= Umm Khalaf =

Qatari writer and television presenter

Umm Khalaf (أم خلف; born 1952), also known by her birth name Moza Rashid Al Badr, is a Qatari storyteller, television presenter, writer, educator and researcher, best known for her efforts in preserving Qatar's heritage through her various media appearances.

==Career==
===Education===
After graduating from Dar Al-Muallimeen, she was hired by the Ministry of Education to work in the educational sector in Qatar, remaining in the industry for over 30 years. She worked as a teacher and later as a school principal. She is credited with introducing traditional Qatari games and stories into the school curriculum, making cultural education an integral part of her teaching. Furthermore, she introduced and presented heritage-focused segments during morning assemblies in Qatari schools.

Positions held at the Ministry of Education by Umm Khalaf include Head of the Model Education Department. In 2008, during her tenure, there were 5,867 students enrolled in model schools, with the current number of such schools in Qatar totaling 17. During this role, she oversaw the implementation of an ethical charter in model schools. She was later appointed Head of Physical Education Curricula, where in 2019, she led an initiative launched by the Ministry of Education that focuses on promoting excellence in physical education within model and primary schools for boys in Qatar. The initiative includes various programs and activities, organized in cooperation with external parties, to develop the physical education curriculum.

===Folklore===
One of the best-known storytellers Qatar has produced, her passion for storytelling began in her childhood when she would listen to her mother's tales under the starry skies, a common practice before the advent of modern entertainment. This early exposure to oral traditions motivated her to dedicate much of her career to preserving and sharing Qatari heritage.

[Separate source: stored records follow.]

PR #1424, opened 2023-06-17
SSL4EO-L: add download support

adamjstewart:
Preliminary download support for SSL4EO-L. Still need to test to make sure it works on the real dataset.


torchgeo/datasets/ssl4eo.py
```diff
@@ -157,6 +221,62 @@ def __len__(self) -> int:
...
         return len(self.scenes)
 
+    def _verify(self) -> None:
+        """Verify the integrity of the dataset.
+
+        Raises:
+            RuntimeError: if ``download=False`` but dataset is missing or checksum fails
+        """
+        # Check if the extracted files already exist
+        path = os.path.join(self.subdir, "*", "*", "all_bands.tif")
```
adamjstewart, line 231: This is likely going to be very slow and must be executed every time you instantiate the dataset. Thoughts on how to make this faster?

torchgeo/datasets/ssl4eo.py
```diff
@@ -157,6 +221,62 @@ def __len__(self) -> int:
...
+            download_url(
+                self.url.format(self.split, suffix),
+                self.root,
+                md5=md5 if self.checksum else None,
+            )
+
+    def _extract(self) -> None:
+        """Extract the dataset."""
+
+        # Concatenate all tarballs together
```
adamjstewart, line 270: I'm pretty confident that this won't work unless you have > 50 GB RAM on your system. Need to think about how to do this incrementally. I guess just read/write chunk-by-chunk. It's going to be very slow regardless.

torchgeo/datasets/ssl4eo.py
```diff
@@ -157,6 +221,62 @@ def __len__(self) -> int:
...
+
+    def _extract(self) -> None:
+        """Extract the dataset."""
+        # Concatenate all tarballs together
+        chunk_size = 2**15  # same as torchvision
+        path = self.subdir + ".tar.gz"
+        with open(path, "wb") as f:
+            for suffix in self.checksums[self.split]:
+                with open(path + suffix, "rb") as g:
+                    while chunk := g.read(chunk_size):
```
adamjstewart, line 274: This is my first time using assignment expressions, such a neat feature!

torchgeo/datasets/ssl4eo.py
adamjstewart: It's worse than I thought. 21 minutes to glob everything. There are a few ways to speed this up. We could use `00000*` instead of `*` so we're only checking for a subset of directories. This should work for all datasets. Alternatively, we could change the indices to be 1–250K instead of the original sample indices. This would make a parallel corpus across sensors more difficult, but we would no longer need to use os.listdir or glob.glob. Note that the sorted os.listdir in `__init__` is almost instantaneous so that isn't of concern.

calebrob6:
This looks good to me as long as you check that it works with the real dataset

adamjstewart:
Yep, I checked

calebrob6 (approved):

PR #1441, opened 2023-06-21
DataModules: improve error messages

### LINKED ISSUE #1307: Improve data module error messages
### Summary

We should improve our data module error messages by being more specific about what issues a data module may have.

### Rationale

The current error message just says:
```
Foo.setup does not define a 'foo_dataset'
```
but the actual error could be any of:

* Foo.setup does not define a foo_dataset or dataset
* Foo.setup does not define a foo_sampler or sampler or foo_batch_sampler or batch_sampler
* The dataset length is 0
* The sampler length is 0

We should explain which of the above is actually happening.

### Implementation

We added a new BaseDataModule class. We can add a method to that which will be inherited by subclasses. This method will be given a list of either datasets or sampler, then check to see if at least one of them is defined and has length > 0, and prints the appropriate error message if that is not the case.

### Alternatives

_No response_

### Additional information

_No response_

adamjstewart:
Closes #1307 

This implementation defines two new helper functions:

* `_valid_attribute`: checks if at least one of the datasets or samplers has length > 0
* `_dataloader_factory`: defines a `*_dataloader` depending on the split

The former handles all error messages and provides more specific and helpful error messages. Another bonus is that we avoid the majority of code duplication in these base classes, chopping off 30+ lines of code.

@yichiac I know you've run into this error message too many times, hopefully this will help with debugging.

### DIFF
--- a/torchgeo/datamodules/geo.py
+++ b/torchgeo/datamodules/geo.py
@@ -267,6 +267,7 @@ class GeoDataModule(BaseDataModule):
         batch_size = self._valid_attribute(f"{split}_batch_size", "batch_size")
 
         if isinstance(sampler, BatchGeoSampler):
+            batch_size = 1
             batch_sampler = sampler
             sampler = None
         else:
--- a/torchgeo/datamodules/geo.py
+++ b/torchgeo/datamodules/geo.py
@@ -267,7 +267,7 @@ class GeoDataModule(BaseDataModule):
         if isinstance(sampler, BatchGeoSampler):
             kwargs = {"batch_size": 1, "batch_sampler": sampler}
         else:
-            batch_size = getattr(self, f"{split}_batch_size", self.batch_size)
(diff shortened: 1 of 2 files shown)


torchgeo/datamodules/geo.py
```diff
@@ -220,6 +248,41 @@ def setup(self, stage: str) -> None:
                 self.test_dataset, self.patch_size, self.patch_size
             )
 
+    def _dataloader_factory(self, split: str) -> DataLoader[dict[str, Tensor]]:
+        """Implement one or more PyTorch DataLoaders.
+
+        Args:
+            split: Either 'train', 'val', 'test', or 'predict'.
```
nilsleh, line 255: In setup() there is no case for `predict` if I am not misunderstanding something.

adamjstewart: There is, we just don't set it by default because most datasets don't have a `predict` split.

nilsleh (approved):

Among the topics she has researched and presented include pearl diving, the history of education, folk medicine, Ramadan customs, and other historical traditions. Some of the popular tales she has narrated include Al Fisaikra and The Jealous Wife. In 2016, she was a participant at the Sharjah International Narrator Forum, where she narrated folk stories and songs.

===Television===
Additionally, she collaborated with Al Jazeera Children's Channel, recording a three-episode series that brought Qatari folk culture to a wider audience. The series was filmed at her private estate, which included a museum and farm. She also contributed to children's programming on Qatar TV, providing educational content about traditional practices and hosting the channel's Fi Al Saha program for 6 months. She hosted the program Suwalif Umm Khalaf, broadcast on Qatar TV's sister channel Qatar 2, in which she narrated folkstories.

In 2011, she was one of the main experts interviewed in the short documentary film Qatar: The Future, presented as part of Qatar National Day. Historical customs and practices are discussed by Umm Khalaf in the documentary. In 2012, she appeared in a short film about the traditional holiday of Garangao produced by the Doha Film Institute.

An animated series produced by Qatari graduates specializing in animation, Umm Khalaf and Her Daughters, featured her as the main character, a storyteller who shares tales and cultural wisdom. This project aimed to engage younger generations with their cultural heritage through educational content.

===Other fields===
She was a familiar voice on Qatari radio, contributing to the success of various heritage programs. She has also written for various magazines.

==Personal life==
Umm Khalaf was born in the coastal town of Al Thakhira. Her father, a merchant with businesses in Doha and Mesaieed, ensured she received an education, a rare opportunity for women at the time, supported by the Qatari government's initiatives to encourage female education in the 1950s. She is a mother of eight.